What I witnessed in the Junction is part of a set of changes to the places and communities that have, historically, made cities special, made them interesting, made them sites of protest and progress. These changes have come to be called gentrification, and this is a book about the struggle to keep gentrification from steamrolling over everything many of us hold dear about city life.

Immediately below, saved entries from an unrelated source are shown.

PR #892, opened 2023-01-16
Minor documentation changes

tinvaan:
Simply updates a couple of outdated hrefs in HACKING.md.

### DIFF
--- a/HACKING.md
+++ b/HACKING.md
@@ -55,7 +55,7 @@ pytest
 The framework has some tests that interact with a real/live pebble server.  To
 run these tests, you must have (pebble)[https://github.com/canonical/pebble]
 installed and available in your path.  If you have the Go toolchain installed,
-you can run `go install github.com/canonical/pebble@latest`.  This will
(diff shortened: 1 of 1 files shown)


benhoyt (approved):
Thanks!

The `go install` path was definitely broken (probably my mistake). I'm not sure quite why the `publish.yml` path change is necessary (the current one seems to work) but a relative path definitely doesn't hurt either.

benhoyt:
Thanks for the contribution, @tinvaan! Trivial doc fixes so merging without further review.

tinvaan:
> Thanks!
> 
> The `go install` path was definitely broken (probably my mistake). I'm not sure quite why the `publish.yml` path change is necessary (the current one seems to work) but a relative path definitely doesn't hurt either.

Yeah it's very trivial,  but the relative path is useful when you're viewing a markdown file locally - VSCode supports markdown file previews for eg - and a relative path href ensures that the linked document is opened in the current application itself as opposed to opening a new browser tab or window.

Also makes it easier to preview and edit the opened document -- again trivial but useful.

benhoyt:
Good points, thanks!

Leslie Kern: This Ain’t Your Parents’ Gentrification

Storefronts in Toronto’s Junction neighbourhood. PHOTO: Jennifer Hyc

Despite having lived in and around Toronto for over twenty years, I had never heard of the Junction before I moved there in 2000. It was an odd place: a dry (no alcohol served) neighbourhood from 1904 to 1998, its location next to Toronto’s historic stockyards had attracted immigrants from Malta, Italy, and Poland to work in the meat industry. Active industrial sites and meat processing plants sat next to abandoned factories and vacant lots, just blocks from the decidedly utilitarian offerings along the main commercial strip. Blockbuster Video, a discount grocery store, and the post office were some of the only retail spaces that I, as a graduate student and new mom, was likely to access. The pawn shops and strange overabundance of upholstery repair places were less appealing destinations.

What we did have were higher than average rates of air pollution, parks with discarded needles, and a largely forgotten, working-class. low-income, immigrant population. I say largely forgotten because unlike other Toronto neighbourhoods stigmatized for drug use, homelessness, sex work, or crime, the Junction rarely made the news. It was not a place imagined as “other” or frightening. It was not imagined at all by those who lived outside the railroad triangle. When I was looking for affordable apartments, all of the Junction listings called the area “High Park North,” evoking the stately neighbourhood and beautiful park to the south. It was a creative piece of nomenclature designed to mask the fact that High Park, it was not.

Still, there were lots of young families, good schools, and decent little green spaces dotted throughout the residential area. After all, this is still a Canadian city we are talking about, where levels of public investment in urban infrastructure have rarely plummeted so low as to create deeply unlivable places. Although my mouse-infested basement apartment left a lot to be desired, I soon met other moms with kids my daughter’s age and found a supportive local community. The first few years offered up occasional signs of change: an interesting new business, a local event. But few seemed to stick. It was a little bit artsy, but far from hip.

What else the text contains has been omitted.